Kegg on Humann2

Hi,

I was wondering if there was a way to get the keggpathways from Humann2 without installing Humann legacy. I am trying to confirm data I obtained containing metacyc pathways.

Is this possible without using the humann_legacy program and if that isnt the case, does anyone know where I can find a KEGG database folder to implement?

Best,
Dan

1 Like

I am also interested in mapping the MetaCyc output to KEGG pathways. Most of the online instructions for this process seem outdated. Any help would be appreciated!

Thanks,
Nastassia

HUMAnN 2.0 does not automatically generate KEGG pathway output. The manual provides instructions on how to generate KEGG pathway output using Legacy HUMAnN 1.0 functionality, but I agree that those results would be outdated at this point.
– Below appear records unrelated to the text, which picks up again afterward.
PR #1858, opened 2026-04-20
Validate cross-referenced parameters between PostgresCluster and PostgresClusterClass

limak9182:
### Description

  - Adds admission-time cross-resource validation for PostgresCluster against its referenced PostgresClusterClass
  - Uses `mgr.GetAPIReader()` (live API read, not cached) to avoid false rejections during cache propagation

### Key Changes

  | Rule | Field | Condition |
  |------|-------|-----------|
  | Class existence | `spec.class` | Referenced PostgresClusterClass must exist |
  | Storage floor | `spec.storage` | Cannot be lower than class default |
  | Version floor | `spec.postgresVersion` | Major version cannot be lower than class default. If minor version specified in class cluster's minor cannot be lower. |
  | Pooler enablement | `spec.connectionPoolerEnabled` | Cannot be `true` when class has it disabled |
  | Merge completeness | `spec.instances`, `spec.postgresVersion`, `spec.storage` | After overlay, all three must be resolvable from cluster or class |

### Testing and Verification

  - unit test cases with fake `client.Reader` covering all rules and edge cases
  - Existing pg_hba validation tests updated to pass `nil` reader (no behavioral change)
  - `go build ./...` passes
  - `go test ./pkg/splunk/enterprise/validation/...` passes

### Related Issues

### PR Checklist

- [ ] All tests pass locally.


pkg/postgresql/cluster/adapter/webhook/postgres_webhook_integration_test.go
```diff
@@ -557,3 +559,166 @@ func TestPostgresClusterClassPgHBAUpdateIntegration(t *testing.T) {
...
+			obj: &enterpriseApi.PostgresCluster{
+				TypeMeta:   metav1.TypeMeta{APIVersion: "enterprise.splunk.com/v4", Kind: "PostgresCluster"},
+				ObjectMeta: metav1.ObjectMeta{Name: "test", Namespace: "default"},
+				Spec:       enterpriseApi.PostgresClusterSpec{Class: "nonexistent"},
+			},
+			wantAllowed: false,
+			wantMessage: "PostgresClusterClass not found",
+		},
+		{
+			name: "rejected - storage below class floor",
```
DmytroPI-dev: `storage below class floor` - I assume we can override this value on a cluster lever even with lower ones, am I wrong?

pkg/postgresql/cluster/adapter/webhook/postgres_webhook_integration_test.go
```diff
@@ -557,3 +559,166 @@ func TestPostgresClusterClassPgHBAUpdateIntegration(t *testing.T) {
...
+				Spec: enterpriseApi.PostgresClusterSpec{
+					Class:   "prod",
+					Storage: ptrQuantity("10Gi"),
+				},
+			},
+			wantAllowed: false,
+			wantMessage: "storage cannot be lower than class default",
+		},
+		{
+			name: "rejected - version below class floor",
```
DmytroPI-dev, line 636: `version below class floor` - same as above - can't we set lower versions on cluster level now?

pkg/postgresql/cluster/adapter/webhook/postgres_webhook_integration_test.go
```diff
@@ -557,3 +559,166 @@ func TestPostgresClusterClassPgHBAUpdateIntegration(t *testing.T) {
...
+			obj: &enterpriseApi.PostgresCluster{
+				TypeMeta:   metav1.TypeMeta{APIVersion: "enterprise.splunk.com/v4", Kind: "PostgresCluster"},
+				ObjectMeta: metav1.ObjectMeta{Name: "test", Namespace: "default"},
+				Spec: enterpriseApi.PostgresClusterSpec{
+					Class:                   "prod",
+					ConnectionPoolerEnabled: ptrBool(true),
+				},
+			},
+			wantAllowed: false,
+			wantMessage: "connectionPoolerEnabled cannot be enabled",
```
DmytroPI-dev: "connectionPoolerEnabled cannot be enabled" - sounds strange (enabled cannot be enabled 😸 )

pkg/postgresql/cluster/adapter/webhook/postgres_webhook_integration_test.go
```diff
@@ -557,3 +559,166 @@ func TestPostgresClusterClassPgHBAUpdateIntegration(t *testing.T) {
...
+		},
+		{
+			name: "allowed - storage equal to class",
```
DmytroPI-dev: "allowed - storage equal to class" - and if higher?

pkg/postgresql/cluster/adapter/webhook/postgrescluster_validation.go
```diff
@@ -36,12 +40,111 @@ func ValidatePostgresClusterCreate(obj *enterpriseApi.PostgresCluster) field.Err
...
+		allErrs = append(allErrs, validateAgainstClass(obj, reader)...)
+	}
+
 	return allErrs
 }
 
 // ValidatePostgresClusterUpdate validates a PostgresCluster on UPDATE.
-func ValidatePostgresClusterUpdate(obj, oldObj *enterpriseApi.PostgresCluster) field.ErrorList {
-	return ValidatePostgresClusterCreate(obj)
+func ValidatePostgresClusterUpdate(obj, oldObj *enterpriseApi.PostgresCluster, reader client.Reader) field.ErrorList {
```
DmytroPI-dev, line 54: `oldObj` is ignored on purpose?

pkg/postgresql/cluster/adapter/webhook/postgrescluster_validation.go
```diff
@@ -36,12 +40,111 @@ func ValidatePostgresClusterCreate(obj *enterpriseApi.PostgresCluster) field.Err
...
+		allErrs = append(allErrs, field.Invalid(
+			field.NewPath("spec").Child("class"),
+			obj.Spec.Class,
+			"referenced PostgresClusterClass not found"))
+		return allErrs
+	}
+
+	classConfig := class.Spec.Config
+
+	mergedInstances := obj.Spec.Instances
```
DmytroPI-dev: do we need separate vars for each value? why not struct?

pkg/postgresql/cluster/adapter/webhook/postgrescluster_validation.go
```diff
@@ -36,12 +40,111 @@ func ValidatePostgresClusterCreate(obj *enterpriseApi.PostgresCluster) field.Err
...
+	if classConfig == nil {
+		return allErrs
+	}
+
+	if obj.Spec.Storage != nil && classConfig.Storage != nil {
+		if obj.Spec.Storage.Cmp(*classConfig.Storage) < 0 {
+			allErrs = append(allErrs, field.Invalid(
+				field.NewPath("spec").Child("storage"),
+				obj.Spec.Storage.String(),
+				"storage cannot be lower than class default ("+classConfig.Storage.String()+")"))
```
DmytroPI-dev: As above: why we can't override storage on cluster level? I assume it is better to check whether it was changed/removed from spec later on and/or set to lower values. WDYT?

pkg/postgresql/cluster/adapter/webhook/postgrescluster_validation.go
```diff
@@ -36,12 +40,111 @@ func ValidatePostgresClusterCreate(obj *enterpriseApi.PostgresCluster) field.Err
...
+		clusterMajor, clusterMinor := parseVersion(*obj.Spec.PostgresVersion)
+		classMajor, classMinor := parseVersion(*classConfig.PostgresVersion)
+		if clusterMajor > 0 && classMajor > 0 {
+			versionTooLow := clusterMajor < classMajor ||
+				(clusterMajor == classMajor && classMinor >= 0 && clusterMinor >= 0 && clusterMinor < classMinor)
+			if versionTooLow {
+				allErrs = append(allErrs, field.Invalid(
+					field.NewPath("spec").Child("postgresVersion"),
+					*obj.Spec.PostgresVersion,
+					"postgresVersion cannot be lower than class default ("+*classConfig.PostgresVersion+")"))
```
DmytroPI-dev: Same as for storage size, why can't we set lower version on cluster level? And not checking removal/downgrading later on?

pkg/postgresql/cluster/adapter/webhook/postgrescluster_validation.go
```diff
@@ -36,12 +40,111 @@ func ValidatePostgresClusterCreate(obj *enterpriseApi.PostgresCluster) field.Err
...
+func parseVersion(version string) (major, minor int) {
+	for i, ch := range version {
+		if ch == '.' {
+			major, _ = strconv.Atoi(version[:i])
+			minor, _ = strconv.Atoi(version[i+1:])
+			return major, minor
+		}
+	}
+	major, _ = strconv.Atoi(version)
+	return major, -1
```
DmytroPI-dev, line 132: Do we need to check for minor at all? I mean, we are allowed to downgrade minor version, don't we?

pkg/postgresql/cluster/adapter/webhook/postgrescluster_validation_test.go
```diff
@@ -190,3 +196,344 @@ func TestGetPostgresClusterWarningsOnUpdate(t *testing.T) {
...
+	for _, obj := range objects {
+		b = b.WithRuntimeObjects(obj)
+	}
+	return b
+}
+
+func ptrBool(b bool) *bool       { return &b }
+func ptrString(s string) *string { return &s }
+func ptrInt32(i int32) *int32    { return &i }
+
```
DmytroPI-dev: why don't use `	"k8s.io/utils/ptr"` instead of custom methods?

pkg/postgresql/cluster/adapter/webhook/postgrescluster_validation_test.go
```diff
@@ -190,3 +196,344 @@ func TestGetPostgresClusterWarningsOnUpdate(t *testing.T) {
...
+			obj: &enterpriseApi.PostgresCluster{
+				Spec: enterpriseApi.PostgresClusterSpec{
+					Class:           "prod-pinned",
+					PostgresVersion: ptrString("17.5"),
+				},
+			},
+			wantErrCount: 0,
+		},
+		{
+			name:  "invalid - cluster minor lower than class minor",
```
DmytroPI-dev, line 359: We are allowed to downgrade minors, aren't we?

pkg/postgresql/cluster/adapter/webhook/postgrescluster_validation.go
```diff
@@ -36,12 +40,111 @@ func ValidatePostgresClusterCreate(obj *enterpriseApi.PostgresCluster) field.Err
...
+			field.NewPath("spec").Child("class"),
+			obj.Spec.Class,
+			"referenced PostgresClusterClass not found"))
+		return allErrs
+	}
+
+	classConfig := class.Spec.Config
+
+	mergedInstances := obj.Spec.Instances
+	mergedVersion := obj.Spec.PostgresVersion
```
DmytroPI-dev: Also, we are re-inventing the wheel here 😸 , as we have class/cluster merge logic (instances, storage, postgresVersion, pooler defaults, et.) separately from the reconcile path. That’s easy to drift over time. I’d extract a shared helper if possible so admission and reconciliation enforce the same rules from one place.

pkg/postgresql/cluster/adapter/webhook/postgrescluster_validation.go
```diff
@@ -36,12 +40,111 @@ func ValidatePostgresClusterCreate(obj *enterpriseApi.PostgresCluster) field.Err
...
+		if classDisabled {
+			allErrs = append(allErrs, field.Invalid(
+				field.NewPath("spec").Child("connectionPoolerEnabled"),
+				true,
+				"connectionPoolerEnabled cannot be enabled when disabled in PostgresClusterClass"))
+		}
+	}
+
+	return allErrs
+}
```
DmytroPI-dev: This changes `connectionPoolerEnabled` from an override into a hard class policy. The API comments currently say the cluster value “takes precedence” / “can be overridden”, so rejecting `cluster=true` when the class is `false` looks like a semantic change that should either be documented explicitly or revisited.

pkg/postgresql/cluster/adapter/webhook/postgrescluster_validation.go
```diff
@@ -36,12 +40,111 @@ func ValidatePostgresClusterCreate(obj *enterpriseApi.PostgresCluster) field.Err
...
+	if mergedStorage == nil {
+		allErrs = append(allErrs, field.Required(specPath.Child("storage"),
+			"must be set in PostgresCluster or PostgresClusterClass"))
+	}
+
+	if classConfig == nil {
+		return allErrs
+	}
+
+	if obj.Spec.Storage != nil && classConfig.Storage != nil {
```
DmytroPI-dev: Same point for `storage` and `postgresVersion`: the merge code treats class values as defaults, but this webhook now treats them as minimum allowed values. If that policy shift is intentional, I’d update the API docs/comments because “overrides” reads differently today.

pkg/postgresql/cluster/adapter/webhook/postgrescluster_validation.go
```diff
@@ -36,12 +40,111 @@ func ValidatePostgresClusterCreate(obj *enterpriseApi.PostgresCluster) field.Err
...
+	var allErrs field.ErrorList
+
+	class := &enterpriseApi.PostgresClusterClass{}
+	if err := reader.Get(context.Background(), client.ObjectKey{Name: obj.Spec.Class}, class); err != nil {
+		allErrs = append(allErrs, field.Invalid(
+			field.NewPath("spec").Child("class"),
+			obj.Spec.Class,
+			"referenced PostgresClusterClass not found"))
+		return allErrs
+	}
```
DmytroPI-dev, line 72: `reader.Get()` collapses every error into “referenced PostgresClusterClass not found”. That will hide real issues like API/RBAC failures and return a misleading validation error. I’d special-case IsNotFound and surface other errors separately.

pkg/splunk/enterprise/validation/validate.go
```diff
@@ -84,10 +85,10 @@ func ValidateWithClient(ar *admissionv1.AdmissionReview, validators map[schema.G
...
 	}
 
-	// Create validation context if client is available
+	// Create validation context if client or reader is available
 	var vc *ValidationContext
-	if k8sClient != nil {
-		vc = NewValidationContext(k8sClient, req.Namespace)
+	if k8sClient != nil || reader != nil {
+		vc = NewValidationContext(k8sClient, reader, req.Namespace)
 	}
```
DmytroPI-dev: Cross-resource validation now depends entirely on `vc.Reader.` If a caller provides only a cached client, or calls the validator directly, the checks silently disappear. I’d prefer a Reader -> Client fallback so the behavior is less wiring-sensitive.

pkg/postgresql/cluster/adapter/webhook/postgrescluster_validation_test.go
```diff
@@ -190,3 +196,344 @@ func TestGetPostgresClusterWarningsOnUpdate(t *testing.T) {
...
+					Instances:       ptrInt32(1),
+					PostgresVersion: ptrString("17"),
+					Storage:         ptrQuantity("10Gi"),
+				},
+			},
+			wantErrCount: 0,
+		},
+	}
+
+	for _, tt := range tests {
```
DmytroPI-dev, line 514: The new tests cover the happy path well, but they mostly assert error count/field or Allowed. I’d add message assertions for the unit tests and one update-path integration case for the cross-resource checks, so semantic regressions in the comparison logic are easier to catch.

pkg/postgresql/cluster/adapter/webhook/postgres_webhook_integration_test.go
```diff
@@ -557,3 +559,166 @@ func TestPostgresClusterClassPgHBAUpdateIntegration(t *testing.T) {
...
+	s := runtime.NewScheme()
+	enterpriseApi.AddToScheme(s)
+	b := fake.NewClientBuilder().WithScheme(s)
+	for _, obj := range objects {
+		b = b.WithRuntimeObjects(obj)
+	}
+	return b
+}
+
+func TestCrossResourceValidationIntegration(t *testing.T) {
```
DmytroPI-dev, line 588: The new tests cover the happy path well, but they mostly assert error count/field or Allowed. I’d add message assertions for the unit tests and one update-path integration case for the cross-resource checks, so semantic regressions in the comparison logic are easier to catch.

cmd/main.go
```diff
@@ -348,6 +348,7 @@ func main() {
 			ReadTimeout:  readTimeout,
 			WriteTimeout: writeTimeout,
 			Client:       mgr.GetClient(),
+			Reader:       mgr.GetAPIReader(),
```
mploski: could you elab more, why we need this reader? What problem do we solve?

pkg/postgresql/cluster/adapter/webhook/postgrescluster_validation.go
```diff
@@ -36,12 +40,111 @@ func ValidatePostgresClusterCreate(obj *enterpriseApi.PostgresCluster) field.Err
 		}
 	}
 
+	if reader != nil {
```
mploski, line 46: could you elab why we expect some reader to validate against class logic?

pkg/postgresql/cluster/adapter/webhook/postgrescluster_validation.go
mploski: +1

pkg/postgresql/cluster/adapter/webhook/postgrescluster_validation.go
mploski: I think there is no contradiction here i.e our default logic is there and it is used in the runtime reconciler but business rules validation is done here in the validation webhook. So we have "overrides" with guardrails in place. I agree we need to document this logic properly though

pkg/postgresql/cluster/adapter/webhook/postgrescluster_validation.go
mploski: I agree with @DmytroPI-dev our idea here is not to say: if class has 1000GB's of disc our cluster cannot use 999. What we really want to say once we DEPLOYED cluster with 1000 we cannot change cluster config to 999

pkg/postgresql/cluster/adapter/webhook/postgrescluster_validation.go
mploski: In this case we probably should enforce minimum version of postgres coming from class and not allow lowering it down from the compliance perspective

pkg/postgresql/cluster/adapter/webhook/postgrescluster_validation.go
mploski: +1 from connection pooler perspective I think we SHOULD allow override it from false to positive BUT if user make it enabled in cluster we need to enforce that cnpg config for pooler is in place otherwise reject

pkg/splunk/enterprise/validation/context.go
```diff
@@ -27,9 +27,14 @@ import (
...
 // to access Kubernetes resources
 type ValidationContext struct {
-	// Client is the Kubernetes client for resource lookups
+	// Client is the Kubernetes client for resource lookups (cached)
 	Client client.Client
 
+	// Reader is a live API reader that bypasses the cache.
+	// Use this for cross-resource lookups where eventual consistency
+	// could cause false rejections.
+	Reader client.Reader
```
mploski: Is this really a problem in our case? if we for example deploy new cluster CR and we need to check latest deployed clusterClass isnt it already populated within the cache? Why we need to bypass it? Why this isnt a problem for other CR's checked by this?

pkg/postgresql/cluster/adapter/webhook/postgrescluster_validation.go
limak9182: make sense, in that case we can rely on our already implemented CEL validation:
```go
  // +kubebuilder:validation:XValidation:rule="!has(oldSelf.storage) || (has(self.storage) && quantity(self.storage).compareTo(quantity(oldSelf.storage)) >= 0)",messageExpression="..."
```

I removed this block. Now, I'm checking only if we have storage defined at least onece in Class or Cluster

pkg/postgresql/cluster/adapter/webhook/postgres_webhook_integration_test.go
limak9182: yes, correct

pkg/postgresql/cluster/adapter/webhook/postgres_webhook_integration_test.go
limak9182: For the compliance we prohibit setting lower version than in class

pkg/postgresql/cluster/adapter/webhook/postgres_webhook_integration_test.go
limak9182: fixed

pkg/postgresql/cluster/adapter/webhook/postgres_webhook_integration_test.go
limak9182: removed

pkg/postgresql/cluster/adapter/webhook/postgrescluster_validation.go
limak9182: yes, we don't care about oldObj

pkg/postgresql/cluster/adapter/webhook/postgrescluster_validation.go
limak9182: refactored

pkg/postgresql/cluster/adapter/webhook/postgrescluster_validation.go
limak9182: done

pkg/postgresql/cluster/adapter/webhook/postgrescluster_validation.go
limak9182: resolved, https://github.com/splunk/splunk-operator/pull/1858#discussion_r3130597351, downgrading while being alligned with version set in class is allowed.

pkg/postgresql/cluster/adapter/webhook/postgrescluster_validation_test.go
limak9182: fixed

pkg/postgresql/cluster/adapter/webhook/postgrescluster_validation_test.go
limak9182: downgrade is allowed, only setting lower than in class is banned

pkg/postgresql/cluster/adapter/webhook/postgrescluster_validation.go
limak9182: refactored

pkg/postgresql/cluster/adapter/webhook/postgrescluster_validation.go
limak9182: refactored

pkg/postgresql/cluster/adapter/webhook/postgrescluster_validation.go
limak9182: added comment for clarity

pkg/postgresql/cluster/adapter/webhook/postgrescluster_validation.go
limak9182: removed API reader

pkg/splunk/enterprise/validation/validate.go
limak9182: removed API reader

pkg/postgresql/cluster/adapter/webhook/postgrescluster_validation_test.go
limak9182: done

pkg/postgresql/cluster/adapter/webhook/postgres_webhook_integration_test.go
limak9182: done

cmd/main.go
limak9182: removed

pkg/postgresql/cluster/adapter/webhook/postgrescluster_validation.go
limak9182: removed

pkg/splunk/enterprise/validation/context.go
limak9182: removed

If you are able to download and reformat modern KEGG pathways on your own, you can use the regroup script to convert UniRef abundance to KO abundance and then provide KO abundance + KEGG pathway definitions to HUMAnN 2.0 to compute pathway abundance.

We’re looking into including KEGG pathways + modules as a MetaCyc alternative in the next iteration of HUMAnN.

Hi Eric,
Can you provide a link to download the following mapping files to use the regroup script? Thank you.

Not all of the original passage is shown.